*** Begin section ***

PR #808, opened 2024-06-22
Wrap-around navigation for menus

Purplo-cf:
Replaced clamp functions on nav selection index. More lines, but arguably better for UX. Addresses issue [YARG-178](https://yarg.youtrack.cloud/issue/YARG-178/Allow-wrap-around-when-navigating-lists-with-a-controller)

### DIFF
--- a/Assets/Script/Menu/Common/ListMenu/ListMenu.cs
+++ b/Assets/Script/Menu/Common/ListMenu/ListMenu.cs
@@ -40,9 +40,17 @@ namespace YARG.Menu.ListMenu
                 {
                     _selectedIndex = 0;
                 }
+                else if (value > _viewList.Count - 1)
+                {
+                    _selectedIndex = 0;
+                }
+                else if (value < 0)
+                {
+                    _selectedIndex = _viewList.Count - 1;
+                }
                 else
                 {
-                    _selectedIndex = Mathf.Clamp(value, 0, _viewList.Count - 1);
+                    _selectedIndex = value;
                 }
 
                 OnSelectedIndexChanged();
--- a/Assets/Script/Menu/Common/ListMenu/ListMenu.cs
+++ b/Assets/Script/Menu/Common/ListMenu/ListMenu.cs
@@ -3,6 +3,7 @@ using System.Collections.Generic;
 using UnityEngine;
 using UnityEngine.InputSystem;
 using UnityEngine.UI;
+using YARG.Settings;
 
 namespace YARG.Menu.ListMenu
 {
@@ -40,17 +41,26 @@ namespace YARG.Menu.ListMenu
                 {
                     _selectedIndex = 0;
                 }
-                else if (value > _viewList.Count - 1)
+                else if (SettingsManager.Settings.WrapAroundNavigation.Value)
                 {
-                    _selectedIndex = 0;
-                }
-                else if (value < 0)
-                {
-                    _selectedIndex = _viewList.Count - 1;
+                    // Wrap to bottom/top of list when moving past the start/end range
+                    if (value > _viewList.Count - 1)
+                    {
+                        _selectedIndex = 0;
+                    }
+                    else if (value < 0)
+                    {
+                        _selectedIndex = _viewList.Count - 1;
+                    }
+                    else
+                    {
+                        _selectedIndex = value;
+                    }
                 }
                 else
                 {
-                    _selectedIndex = value;
+                    // Do not allow selection to move past the start or end range
+                    _selectedIndex = Mathf.Clamp(value, 0, _viewList.Count - 1);
                 }
 
                 OnSelectedIndexChanged();
--- a/Assets/Script/Menu/Common/ListMenu/ListMenu.cs
+++ b/Assets/Script/Menu/Common/ListMenu/ListMenu.cs
@@ -136,7 +136,7 @@ namespace YARG.Menu.ListMenu
             SelectedIndex = Mathf.FloorToInt(_scrollbar.value * (_viewList.Count - 1));
         }
 
-        public void SetWrapAroundState (bool newState)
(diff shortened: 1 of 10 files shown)


EliteAsian123:
This was actually intentionally removed as we've received feedback from multiple people who have poor eyesight that it makes the UX a *lot* more confusing and hard to follow. If we were to add this back, it should be added as a setting that is disabled by default.

Purplo-cf:
Oh gotcha, thanks for the context. I turned this into a setting that is off by default.

EliteAsian123:
Looks fine to me now, however, the YARG.Core pointer gets completely messed up in this PR. Once that is reverted, this can be merged. Thanks!

RileyTheFox:
> This was actually intentionally removed as we've received feedback from multiple people who have poor eyesight that it makes the UX a _lot_ more confusing and hard to follow. If we were to add this back, it should be added as a setting that is disabled by default.

I really disagree, so many games have wrap around in their UIs and especially in a game like ours where menus can get *really* long (music library, practice section) it is super useful to have UI wrap around. If people struggle to notice it, that's a major drawback on how the UI is displayed, not on a wrap around feature.

EliteAsian123:
> I really disagree, so many games have wrap around in their UIs and especially in a game like ours where menus can get *really* long (music library, practice section) it is super useful to have UI wrap around. If people struggle to notice it, that's a major drawback on how the UI is displayed, not on a wrap around feature.

Obviously, I cannot speak on behalf of visually impaired individuals as I am not visually impaired. However, the people I have talked to about this told me that the problem is major jumps/changes within scrolling lists and highlights, which causes confusion (i.e., "getting lost"). This is generally unavoidable regardless of UI design.

One of the people also mentioned to me that a lot of games do *do* this, which is the problem. The were very appreciative when I actually went about the changes.

RileyTheFox:
What about a meet in the middle approach? When you scroll to the end, it stops. To wrap back around, you have to re-press the input. I'm pretty sure this is how most games implement it (rather than it just immediately wraps as soon as the end is reached). This is for auto scrolling like holding down the strumbar or down arrow for exampke (doesn't really work with scroll wheels) 

It would tell the user that the end of the menu has been reached, and that if they scroll down again it will go back to the top.

I think this sort of feature benefits more people than it would negatively impact, which is why I believe it should be on by default. Think of it this way: If somebody has problems with menu wrap-around, they are the type of person that is more likely to search for something to disable it (because it has an impact on them)

I think the game's default settings should cater to the majority. Before this problem was even brought up I never even knew that wrap-around could be a problem for some people and I'd wager many others were unaware of it also.

Purplo-cf:
I think both points are valid. In my experience, whenever I've started a game with text-to-speech support for the visually impaired, it's on by default with a first-time startup option to turn it off. Colorblind accessibility options on the other hand are usually off by default, and the user would have to know to check the game settings before turning it on.

I can't think of any precedent for a game to have something like this as an accessibility option, so even if a visually impaired person could benefit from turning off wrap-around, they might not think to check for it. Meanwhile, a lot of YARG's player base is already digging through settings for track speed, track length, etc.

If we're talking about somebody who already has a gigantic song library, the odds are pretty good that they would stumble on this setting

Purplo-cf:
> When you scroll to the end, it stops. To wrap back around, you have to re-press the input. I'm pretty sure this is how most games implement it (rather than it just immediately wraps as soon as the end is reached). This is for auto scrolling like holding down the strumbar or down arrow for exampke (doesn't really work with scroll wheels)

Oh I like that better. I'll start working on that today

EliteAsian123:
> I think the game's default settings should cater to the majority. Before this problem was even brought up I never even knew that wrap-around could be a problem for some people and I'd wager many others were unaware of it also.

For some reason the edit on your original message didn't show up for me, but yeah I agree. As long as the option is there it's fine.

EliteAsian123:
> When you scroll to the end, it stops. To wrap back around, you have to re-press the input. 

I'm having intense déjà vu right now because now that I think about it I feel like we already did this.

Purplo-cf:
Wrap-around is now being prevented during a hold while the setting is turned on. It is still set to Off by default

Assets/Script/Menu/Common/ListMenu/ListMenu.cs
```diff
@@ -116,6 +136,18 @@ public void OnScrollBarChange()
             SelectedIndex = Mathf.FloorToInt(_scrollbar.value * (_viewList.Count - 1));
         }
 
+        public void SetWrapAroundState (bool newState)
```
EliteAsian123, line 139: Remove space

Assets/Script/Menu/MusicLibrary/MusicLibraryMenu.cs
```diff
@@ -100,6 +100,7 @@ private void OnEnable()
                         if (IsButtonHeldByPlayer(ctx.Player, MenuAction.Orange))
                             GoToPreviousSection();
                         else
+                            SetWrapAroundState(!ctx.IsRepeat);
```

*** End section ***

**WHAT YOU SHOULD DO**
With "visually" as the search string, filter the records and return each line that has it.

**RESPONSE FOR THIS EXERCISE**
Obviously, I cannot speak on behalf of visually impaired individuals as I am not visually impaired. However, the people I have talked to about this told me that the problem is major jumps/changes within scrolling lists and highlights, which causes confusion (i.e., "getting lost"). This is generally unavoidable regardless of UI design.
I think both points are valid. In my experience, whenever I've started a game with text-to-speech support for the visually impaired, it's on by default with a first-time startup option to turn it off. Colorblind accessibility options on the other hand are usually off by default, and the user would have to know to check the game settings before turning it on.
I can't think of any precedent for a game to have something like this as an accessibility option, so even if a visually impaired person could benefit from turning off wrap-around, they might not think to check for it. Meanwhile, a lot of YARG's player base is already digging through settings for track speed, track length, etc.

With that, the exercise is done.